* **Task instructions**: Report every line of the records below that contains the word "protected".

Saved entries

PR #1133, opened 2024-09-27
failover2 on connect

sergiyvamz:
### Summary

Allows failover2 plugin to perform a failover during opening a new connection.

### Additional Reviewers

@karenc-bq 
@aaron-congo 

### DIFF
--- a/wrapper/src/main/java/software/amazon/jdbc/plugin/failover2/FailoverConnectionPlugin.java
+++ b/wrapper/src/main/java/software/amazon/jdbc/plugin/failover2/FailoverConnectionPlugin.java
@@ -43,6 +43,7 @@ import software.amazon.jdbc.plugin.failover.TransactionStateUnknownSQLException;
 import software.amazon.jdbc.plugin.staledns.AuroraStaleDnsHelper;
 import software.amazon.jdbc.targetdriverdialect.TargetDriverDialect;
 import software.amazon.jdbc.util.Messages;
+import software.amazon.jdbc.util.PropertyUtils;
 import software.amazon.jdbc.util.RdsUrlType;
 import software.amazon.jdbc.util.RdsUtils;
 import software.amazon.jdbc.util.SqlState;
@@ -64,6 +65,8 @@ public class FailoverConnectionPlugin extends AbstractConnectionPlugin {
   private static final Logger LOGGER = Logger.getLogger(FailoverConnectionPlugin.class.getName());
   private static final String TELEMETRY_WRITER_FAILOVER = "failover to writer node";
   private static final String TELEMETRY_READER_FAILOVER = "failover to replica";
+
+  private static final String INTERNAL_CONNECT_PROPERTY_NAME = "76c06979-49c4-4c86-9600-a63605b83f50";
 
   public static final AwsWrapperProperty FAILOVER_TIMEOUT_MS =
       new AwsWrapperProperty(
@@ -87,10 +90,18 @@ public class FailoverConnectionPlugin extends AbstractConnectionPlugin {
           "random",
           "The strategy that should be used to select a new reader host while opening a new connection.");
 
+  public static final AwsWrapperProperty ENABLE_CONNECT_FAILOVER =
+      new AwsWrapperProperty(
+          "enableConnectFailover", "false",
+          "Enable/disable cluster-aware failover if the initial connection to the database fails due to a "
+              + "network exception. Note that this may result in a connection to a different instance in the cluster "
+              + "than was specified by the URL.");
+
   private static final Set<String> subscribedMethods =
       Collections.unmodifiableSet(new HashSet<String>() {
         {
           addAll(SubscribedMethodHelper.NETWORK_BOUND_METHODS);
+          add("connect");
           add("initHostProvider");
         }
       });
@@ -317,7 +328,6 @@ public class FailoverConnectionPlugin extends AbstractConnectionPlugin {
    * @throws SQLException if an error occurs
    */
   protected void failover(final HostSpec failedHost) throws SQLException {
-    this.pluginService.setAvailability(failedHost.asAliases(), HostAvailability.NOT_AVAILABLE);
 
     if (this.failoverMode == FailoverMode.STRICT_WRITER) {
       failoverWriter();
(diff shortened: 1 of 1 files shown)


wrapper/src/main/java/software/amazon/jdbc/plugin/failover2/FailoverConnectionPlugin.java
```diff
@@ -317,7 +328,6 @@ protected <E extends Exception> void dealWithIllegalStateException(
    * @throws SQLException if an error occurs
    */
   protected void failover(final HostSpec failedHost) throws SQLException {
-    this.pluginService.setAvailability(failedHost.asAliases(), HostAvailability.NOT_AVAILABLE);
```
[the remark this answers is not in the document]
sergiyvamz: That line prevents an unavailable host gets available after 5 min. PluginService keeps node availability in cache. This line of code refreshed that cache and practically makes that node unavailable forever.

wrapper/src/main/java/software/amazon/jdbc/plugin/failover2/FailoverConnectionPlugin.java
```diff
@@ -606,4 +621,70 @@ protected boolean canDirectExecute(final String methodName) {
...
+      final JdbcCallable<Connection, SQLException> connectFunc)
+      throws SQLException {
+    return connectInternal(driverProtocol, hostSpec, props, isInitialConnection, connectFunc, false);
+  }
+
+  private Connection connectInternal(String driverProtocol, HostSpec hostSpec, Properties props,
+      boolean isInitialConnection, JdbcCallable<Connection, SQLException> connectFunc, boolean isForceConnect)
+      throws SQLException {
+
+    if (props.containsKey(INTERNAL_CONNECT_PROPERTY_NAME)) {
```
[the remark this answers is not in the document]
sergiyvamz: `forceConnect()` is for direct connection but it's not used in `failover2`. So `forceConnect()` makes not much sense to this case. Also, `failover2` uses regular `connect()` because `MonitoringHostListProvider` already verified topology so no need to force direct connect. And with a regular `connect()`, the call comes to `failover2` plugin again and our intention is to skip it.

wrapper/src/main/java/software/amazon/jdbc/plugin/failover2/FailoverConnectionPlugin.java
```diff
@@ -606,4 +621,70 @@ protected boolean canDirectExecute(final String methodName) {
...
+        .orElse(null);
+
+    if (hostSpecWithAvailability == null
+        || hostSpecWithAvailability.getAvailability() != HostAvailability.NOT_AVAILABLE) {
+
+      try {
+        conn = this.staleDnsHelper.getVerifiedConnection(isInitialConnection, this.hostListProviderService,
+            driverProtocol, hostSpec, props, connectFunc);
+      } catch (final SQLException e) {
+        if (isForceConnect || !this.shouldExceptionTriggerConnectionSwitch(e)) {
```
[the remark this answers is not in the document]
sergiyvamz: Fixed. Thank you!

wrapper/src/main/java/software/amazon/jdbc/plugin/failover2/FailoverConnectionPlugin.java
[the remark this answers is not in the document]
aaron-congo: I see. Using the INTERNAL_CONNECT_PROPERTY_NAME property as a flag seems a bit hacky/strange to me but I can't think of an alternative at the moment.

wrapper/src/main/java/software/amazon/jdbc/plugin/failover2/FailoverConnectionPlugin.java
```diff
@@ -606,4 +621,69 @@ protected boolean canDirectExecute(final String methodName) {
...
+  public Connection connect(
+      final String driverProtocol,
+      final HostSpec hostSpec,
+      final Properties props,
+      final boolean isInitialConnection,
+      final JdbcCallable<Connection, SQLException> connectFunc)
+      throws SQLException {
+
+    if (!ENABLE_CONNECT_FAILOVER.getBoolean(props)) {
+      return connectFunc.call();
```
aaron-congo, line 635: Shouldn't we be connecting using getVerifiedConnection in this case?
```suggestion
      return this.staleDnsHelper.getVerifiedConnection(isInitialConnection, this.hostListProviderService,
            driverProtocol, hostSpec, props, connectFunc);
```

sergiyvamz: getVerifiedConnection() call already been made of a caller of connect() that is the same failover2 plugin. I don't think we need to execute it again.

aaron-congo: sorry are you saying that getVerifiedConnection has been previously called by another plugin or previously called by failover2?

sergiyvamz: failover2 `connect()` is called, then `getVerifiedConnection()` is called.
https://github.com/aws/aws-advanced-jdbc-wrapper/blob/b84d66c8eb6361e7b036e085ff27f02c1e91025b/wrapper/src/main/java/software/amazon/jdbc/plugin/failover2/FailoverConnectionPlugin.java#L654

After that, if connection isn't established, a failover starts.

https://github.com/aws/aws-advanced-jdbc-wrapper/blob/b84d66c8eb6361e7b036e085ff27f02c1e91025b/wrapper/src/main/java/software/amazon/jdbc/plugin/failover2/FailoverConnectionPlugin.java#L664

And eventually it calls `pluginService.connect()`

https://github.com/aws/aws-advanced-jdbc-wrapper/blob/b84d66c8eb6361e7b036e085ff27f02c1e91025b/wrapper/src/main/java/software/amazon/jdbc/plugin/failover2/FailoverConnectionPlugin.java#L507

that will call failover2 `connect()` again. This call can be passed through to the next plugin since it's already been handled earlier.

karenc-bq (approved):

wrapper/src/main/java/software/amazon/jdbc/plugin/failover2/FailoverConnectionPlugin.java
aaron-congo: If I understand correctly this is explaining why we should use connectFunc.call instead of getVerifiedConnection when the props contain the INTERNAL_CONNECT_PROPERTY_NAME property, but this particular line is a different scenario: it is hit when connect failover is disabled. When connect failover is disabled we will never enter the failover logic below, so as the code currently is written getVerifiedConnection will never be called in this scenario

PR #1142, opened 2024-10-03
fix: SlidingExpirationCache and SlidingExpirationCacheWithCleanupThread

aaron-congo:
### Summary

fix: SlidingExpirationCache and SlidingExpirationCacheWithCleanupThread

### Description

Contains fixes for SlidingExpirationCache and SlidingExpirationCacheWithCleanupThread:
- in SlidingExpirationCache, synchronized shouldCleanup check and subsequent removal from cache. This prevents the scenario where a cache item is grabbed after shouldCleanup() returns true but before its removed from the cache.
- in SlidingExpirationCacheWithCleanupThread, some cleanup thread variables were static, which made it so that only one cache could create a cleanup thread. By removing the static keyword we ensure each cache has its own cleanup thread.

### DIFF
--- a/wrapper/src/main/java/software/amazon/jdbc/util/SlidingExpirationCache.java
+++ b/wrapper/src/main/java/software/amazon/jdbc/util/SlidingExpirationCache.java
@@ -16,7 +16,9 @@
 
 package software.amazon.jdbc.util;
 
+import java.util.ArrayList;
 import java.util.HashMap;
+import java.util.List;
 import java.util.Map;
 import java.util.concurrent.ConcurrentHashMap;
 import java.util.concurrent.TimeUnit;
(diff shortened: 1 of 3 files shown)


wrapper/src/main/java/software/amazon/jdbc/util/SlidingExpirationCache.java
```diff
@@ -118,9 +120,22 @@ protected void removeAndDispose(K key) {
   }
 
   protected void removeIfExpired(K key) {
-    final CacheItem cacheItem = cache.get(key);
-    if (cacheItem == null || cacheItem.shouldCleanup()) {
-      removeAndDispose(key);
+    // A list is used to store the cached item for later disposal since lambdas require references to outer variables
+    // to be final. This allows us to dispose of the item after it has been removed and the cache has been unlocked,
+    // which is important because the disposal function may be long-running.
+    final List<V> itemList = new ArrayList<>(1);
```
sergiyvamz, line 126: Why do you use List<> instead of a simple variable of type V?

aaron-congo: If I try to do that I get "Variable used in lambda expression should be final or effectively final". The solutions my IDE proposes are other making it an atomic reference or making it a list. This relates to [this discussion](https://github.com/aws/aws-advanced-jdbc-wrapper/pull/1122#discussion_r1767714929) on the custom endpoint PR.

sergiyvamz (approved):

PR #1147, opened 2024-10-08
fix - update limitless DB Shard Group DNS pattern

aaronchung-bitquill:
### Summary

fix - update limitless DB Shard Group DNS pattern

### Description

Change the limitless DNS Pattern from "limitless" to "dbshardgrp"

### DIFF
--- a/wrapper/src/main/java/software/amazon/jdbc/util/RdsUtils.java
+++ b/wrapper/src/main/java/software/amazon/jdbc/util/RdsUtils.java
@@ -75,7 +75,7 @@ public class RdsUtils {
   private static final Pattern AURORA_DNS_PATTERN =
       Pattern.compile(
           "^(?<instance>.+)\\."
-              + "(?<dns>proxy-|cluster-|cluster-ro-|cluster-custom-|limitless-)?"
+              + "(?<dns>proxy-|cluster-|cluster-ro-|cluster-custom-|shardgrp-)?"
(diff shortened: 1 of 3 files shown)


wrapper/src/main/java/software/amazon/jdbc/util/RdsUtils.java
```diff
@@ -284,7 +284,7 @@ public String getRdsClusterHostUrl(final String host) {
     }
     final Matcher limitlessMatcher = AURORA_LIMITLESS_CLUSTER_PATTERN.matcher(host);
```
sergiyvamz, line 285: I'm not sure we need to include limitless cluster (that has quite unique feature) here. Let's discuss.

wrapper/src/main/java/software/amazon/jdbc/util/RdsUtils.java
```diff
@@ -90,14 +90,14 @@ public class RdsUtils {
   private static final Pattern AURORA_LIMITLESS_CLUSTER_PATTERN =
       Pattern.compile(
           "(?<instance>.+)\\."
-              + "(?<dns>limitless-)+"
+              + "(?<dns>shardgrp-)+"
               + "(?<domain>[a-zA-Z0-9]+\\.(?<region>[a-zA-Z0-9\\-]+)"
               + "\\.rds\\.(amazonaws\\.com(\\.cn)?|sc2s\\.sgov\\.gov|c2s\\.ic\\.gov))",
```
sergiyvamz, line 95: it should ends with "$"

sergiyvamz (approved):

PR #1152, opened 2024-10-16
fix: limitless plugin - add null checks

aaronchung-bitquill:

### DIFF
--- a/wrapper/src/main/java/software/amazon/jdbc/plugin/limitless/LimitlessConnectionPlugin.java
+++ b/wrapper/src/main/java/software/amazon/jdbc/plugin/limitless/LimitlessConnectionPlugin.java
@@ -161,7 +161,7 @@ public class LimitlessConnectionPlugin extends AbstractConnectionPlugin {
         try {
           conn = connectFunc.call();
         } catch (final SQLException e) {
-          return retryConnectWithLeastLoadedRouters(limitlessRouters, props, conn, hostSpec);
+          return retryConnectWithLeastLoadedRouters(limitlessRouters, props, null, hostSpec);
         }
       }
       return conn;
@@ -174,7 +174,7 @@ public class LimitlessConnectionPlugin extends AbstractConnectionPlugin {
           HostRole.WRITER, RoundRobinHostSelector.STRATEGY_ROUND_ROBIN);
       LOGGER.fine(Messages.get(
           "LimitlessConnectionPlugin.selectedHost",
-          new Object[] {selectedHostSpec.getHost()}));
+          new Object[] {selectedHostSpec != null ? selectedHostSpec.getHost() : "null"}));
     } catch (SQLException e) {
       LOGGER.warning(Messages.get("LimitlessConnectionPlugin.errorSelectingRouter", new Object[] {e.getMessage()}));
       if (conn == null  || conn.isClosed()) {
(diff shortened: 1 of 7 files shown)


wrapper/src/main/java/software/amazon/jdbc/plugin/limitless/LimitlessConnectionPlugin.java
```diff
@@ -161,7 +161,7 @@ private Connection connectInternalWithDialect(
         try {
           conn = connectFunc.call();
         } catch (final SQLException e) {
-          return retryConnectWithLeastLoadedRouters(limitlessRouters, props, conn, hostSpec);
+          return retryConnectWithLeastLoadedRouters(limitlessRouters, props, conn, hostSpec, connectFunc);
```
sergiyvamz, line 164: I'd explicitly pass null instead of conn. Just for readability.

wrapper/src/main/java/software/amazon/jdbc/plugin/limitless/LimitlessConnectionPlugin.java
```diff
@@ -238,8 +240,16 @@ private void initLimitlessRouterMonitorService() {
...
-  private Connection retryConnectWithLeastLoadedRouters(final List<HostSpec> limitlessRouters, final Properties props,
-      final Connection conn, final HostSpec hostSpec) throws SQLException {
+  private Connection retryConnectWithLeastLoadedRouters(
+      final List<HostSpec> limitlessRouters,
+      final Properties props,
+      final Connection inputConn,
+      final HostSpec hostSpec,
+      final JdbcCallable<Connection, SQLException> connectFunc) throws SQLException {
+    Connection conn = inputConn;
+    if (conn == null || conn.isClosed()) {
```
sergiyvamz, line 250: That'll try to establish a connection to the same node as the driver has just tried and failed. How this call be different?

sergiyvamz:
We also need a fix for monitor constructor. https://github.com/aws/aws-advanced-jdbc-wrapper/blob/7c5f391fec95f755d4a1b739e3d9763590b7859e/wrapper/src/main/java/software/amazon/jdbc/plugin/limitless/LimitlessRouterServiceImpl.java#L68

wrapper/src/main/java/software/amazon/jdbc/plugin/limitless/LimitlessConnectionPlugin.java
aaronchung-bitquill: Removed this and added more checks to throw exceptions when trying to use the connections.

wrapper/src/main/java/software/amazon/jdbc/plugin/limitless/LimitlessConnectionPlugin.java
```diff
@@ -186,10 +186,12 @@ private Connection connectInternalWithDialect(
     try {
       return pluginService.connect(selectedHostSpec, props);
     } catch (SQLException e) {
-      LOGGER.fine(Messages.get(
-          "LimitlessConnectionPlugin.failedToConnectToHost",
-          new Object[] {selectedHostSpec.getHost()}));
-      selectedHostSpec.setAvailability(HostAvailability.NOT_AVAILABLE);
+      if (selectedHostSpec != null) {
```
sergiyvamz, line 189: I think it's always not null

sergiyvamz (approved):

PR #1169, opened 2024-10-28
fix: commit transaction after topology query (fixes #1168)

### LINKED ISSUE #1168: Unexpected Transaction State Error on Repeated setReadOnly Calls in AWS Aurora Wrapper
### Describe the bug

In an environment using the AWS wrapper driver, we've encountered an intermittent error where calling `setReadOnly` at the start or end of a transaction triggers the Aurora wrapper's topology, resulting in the error: "Cannot change transaction read-only property in the middle of a transaction."

### Expected Behavior

If not strictly necessary, we recommend that the `setReadOnly` function should avoid executing the topology call, or that the topology function be executed only after the connection is fully established.

failover,efm

### Current Behavior

Based on our direct analysis of the methods, we’ve inferred the following:

- Topology queries are intermittently executed at the end of a transaction.
- These queries are executed within the AWS-provided JDBC wrapper driver.
- The `setReadOnly` method in JDBC cannot be called during a transaction.

Given these points, we hypothesize that the error occurs in the following sequence:

1. Transaction ends.
2. `TransactionState` changes to `IDLE`.
3. Under certain conditions, a topology query is executed.
4. `TransactionState` changes back to `OPEN`.
5. `setReadOnly` method is called.
6. Error occurs.

### Reproduction Steps

When the `setReadOnly` function is executed repeatedly, the error described above occasionally occurs.

### Possible Solution

I’d like to propose that the Aurora wrapper driver don't trigger the topology call by default when `setReadOnly` is invoked.

Referencing the code in question: [SubscribedMethodHelper.java, line 59](https://github.com/aws/aws-advanced-jdbc-wrapper/blob/e390ac3065c12740eb610a22d8896b1f58604b0f/wrapper/src/main/java/software/amazon/jdbc/util/SubscribedMethodHelper.java#L59).

I'd be happy to create a PR to help fix this issue :)

### The AWS Advanced JDBC Driver version used

2.2.3

### JDK version used

correctto-17 17.0.9

macOS 15.0.1 (24A348)

finalchild:
### Summary

This PR tries to fix #1168, where `queryForTopology` automatically fired by FailOverPlugin opens a transaction and never closes, resulting in an unexpected change in the connection state.

### Description

If the connection doesn't auto-commit and wasn't in a transaction already, `queryForTopology` leaves a new transaction open. We have to either commit or roll back the transaction.

Note that this PR is a suggestion merely based on a speculation. I haven't tested that this works, nor do I fully understand the meaning of `this.hostListProviderService.isInTransaction()`. Please review and close/edit as you see fit.

### DIFF
--- a/wrapper/src/main/java/software/amazon/jdbc/HostListProviderService.java
+++ b/wrapper/src/main/java/software/amazon/jdbc/HostListProviderService.java
@@ -38,4 +38,6 @@ public interface HostListProviderService {
   Dialect getDialect();
 
   HostSpecBuilder getHostSpecBuilder();
+
+  boolean isInTransaction();
 }
--- a/wrapper/src/main/java/software/amazon/jdbc/hostlistprovider/RdsHostListProvider.java
+++ b/wrapper/src/main/java/software/amazon/jdbc/hostlistprovider/RdsHostListProvider.java
@@ -360,12 +360,17 @@ public class RdsHostListProvider implements DynamicHostListProvider {
           new Object[] {e.getMessage()}));
     }
 
+    boolean shouldCommit = !conn.getAutoCommit() && !this.hostListProviderService.isInTransaction();
+
     try (final Statement stmt = conn.createStatement();
          final ResultSet resultSet = stmt.executeQuery(this.topologyQuery)) {
       return processQueryResults(resultSet);
     } catch (final SQLSyntaxErrorException e) {
       throw new SQLException(Messages.get("RdsHostListProvider.invalidQuery"), e);
     } finally {
+      if (shouldCommit) {
+        conn.commit();
+      }
       if (networkTimeout == 0 && !conn.isClosed()) {
         conn.setNetworkTimeout(networkTimeoutExecutor, networkTimeout);
       }


aaron-congo:
Hi @finalchild, I believe the fix for this has been merged already (see [here](https://github.com/aws/aws-advanced-jdbc-wrapper/issues/1168#issuecomment-2477238166)). Are you okay with me closing this PR?

finalchild:
@aaron-congo Hi. I haven't got much time to investigate this issue deeper, but I'm not completely convinced that the released fix prevents the whole class of issue from occurring.

What if one calls PreparedStatement.getParameterMetaData while not in a transaction and auto-commit is false? The wrapper would try to update the topology, executing a query, and leave a transaction open. Later, when some state-sensitive methods like setReadOnly is called, an error will occur because a transaction is open, while 

I believe the only perfect solution is either closing the transaction later (like my patch), or temporarily turn off setAutoCommit in the first place.

I found this article which explains the behavior of setAutoCommit, which looks pretty harmless to save and recover later if there is no concurrency issues.
https://weinan.io/2017/05/21/jdbc-part5.html

sergiyvamz:
Hi @finalchild, thank you for taking the time to put this together and for the thoughtful follow-up discussion.

We've taken another look at this in the context of the current codebase, and we'd like to close this PR. The code this PR targets no longer exists in its original form: `queryForTopology` has been moved out of `RdsHostListProvider` into a `TopologyUtils` class, and the `HostListProviderService.isInTransaction()` method this PR introduced is no longer part of the design (the PR now also has merge conflicts against `main`). More importantly, topology refreshes are now handled by a dedicated background topology monitor that uses its own monitoring connection, configured via separate `monitoring-` properties and separate from the connection your application uses. Since the topology query never executes on the user's connection, it can't leave that connection's transaction state altered — which covers the `getParameterMetaData`/`setReadOnly` case you raised where autocommit is off.

We really appreciate the contribution and the discussion around it. If you do hit a case where a topology query still affects your application connection's transaction state on a current driver version, please open a new issue with reproduction details and we'll be glad to investigate.

PR #1175, opened 2024-11-01
fix: ensure custom endpoint monitor obeys refresh rate

aaron-congo:
#### Description

 - Math.min was mistakenly used where Math.max should have been used, resulting in the custom endpoint monitor never sleeping. This PR corrects the logic so that the monitor obeys sleeps according to the refresh rate
 - also includes some other minor fixes and cleans up the custom endpoint test

### DIFF
--- a/wrapper/src/main/java/software/amazon/jdbc/plugin/customendpoint/CustomEndpointMonitorImpl.java
+++ b/wrapper/src/main/java/software/amazon/jdbc/plugin/customendpoint/CustomEndpointMonitorImpl.java
@@ -37,7 +37,6 @@ import software.amazon.jdbc.HostSpec;
 import software.amazon.jdbc.PluginService;
 import software.amazon.jdbc.util.CacheMap;
 import software.amazon.jdbc.util.Messages;
-import software.amazon.jdbc.util.RdsUtils;
 import software.amazon.jdbc.util.StringUtils;
 import software.amazon.jdbc.util.telemetry.TelemetryCounter;
 import software.amazon.jdbc.util.telemetry.TelemetryFactory;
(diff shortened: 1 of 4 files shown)


wrapper/src/test/java/integration/container/tests/CustomEndpointTest.java
```diff
@@ -80,139 +78,123 @@
...
-        client.deleteDBClusterEndpoint((builder) -> builder.dbClusterEndpointIdentifier(endpointId));
-      } catch (DbClusterEndpointNotFoundException e) {
-        // Custom endpoint already does not exist - do nothing.
-      }
-    }
-
-    waitUntilEndpointsDeleted(client);
-  }
-
-  private static void waitUntilEndpointsDeleted(RdsClient client) {
```
aaron-congo, line 126: This used to be called after deleting the test custom endpoint after all tests in the file had been completed. I removed it to save some time. Each custom endpoint will have a unique ID, so even though other tests could start running while the custom endpoint is still being deleted, no other tests should be require it to be fully deleted before running. Let me know if you think I should add it back

wrapper/src/main/java/software/amazon/jdbc/plugin/customendpoint/CustomEndpointMonitorImpl.java
```diff
@@ -188,13 +186,18 @@ public void run() {
         }
       }
     } catch (InterruptedException e) {
-      LOGGER.info(Messages.get("CustomEndpointMonitorImpl.interrupted", new Object[]{ this.customEndpointHostSpec }));
+      LOGGER.info(
```
sergiyvamz, line 189: nit: Log level fine is probably better in this case.

PR #1182, opened 2024-11-07
fix: ensure abort interrupts running queries

### LINKED ISSUE #1173: Expected Behavior of Abort with the AWS JDBC Wrapper
I'm developing an application that connects to PostgreSQL via JDBC using Spring Boot and HikariCP.

When attempting to stop the application (sending SIGINT) while a long-running query is active, it seems that HikariCP waits for the query to complete before aborting the connection. This behavior appears to be related to the AWS JDBC Wrapper's implementation:
(https://github.com/aws/aws-advanced-jdbc-wrapper/blob/main/wrapper/src/main/java/software/amazon/jdbc/util/WrapperUtils.java#L186)

In contrast, when using only the standard PostgreSQL driver, the connection is forcibly terminated even if a long-running query is in progress.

* **Exercise output**:
   protected void failover(final HostSpec failedHost) throws SQLException {
@@ -317,7 +328,6 @@ protected <E extends Exception> void dealWithIllegalStateException(
   protected void failover(final HostSpec failedHost) throws SQLException {
@@ -606,4 +621,70 @@ protected boolean canDirectExecute(final String methodName) {
@@ -606,4 +621,70 @@ protected boolean canDirectExecute(final String methodName) {
@@ -606,4 +621,69 @@ protected boolean canDirectExecute(final String methodName) {
@@ -118,9 +120,22 @@ protected void removeAndDispose(K key) {
   protected void removeIfExpired(K key) {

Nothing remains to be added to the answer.